(Beginning of Task inputs)

PR #5592, opened 2023-02-09
Update SBFSpot.cpp

Bertels999:
Frequency of PV invertor is displayed as percentage using the SBFSpot plugin. It should be Hz.


gizmocuz:
Thank you for this PR!!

(End of Task inputs)

Only those lines running from the one containing "Frequency of PV" through the last line of the data above are to be copied, exactly, with both ends included.

Frequency of PV invertor is displayed as percentage using the SBFSpot plugin. It should be Hz.


gizmocuz:
Thank you for this PR!!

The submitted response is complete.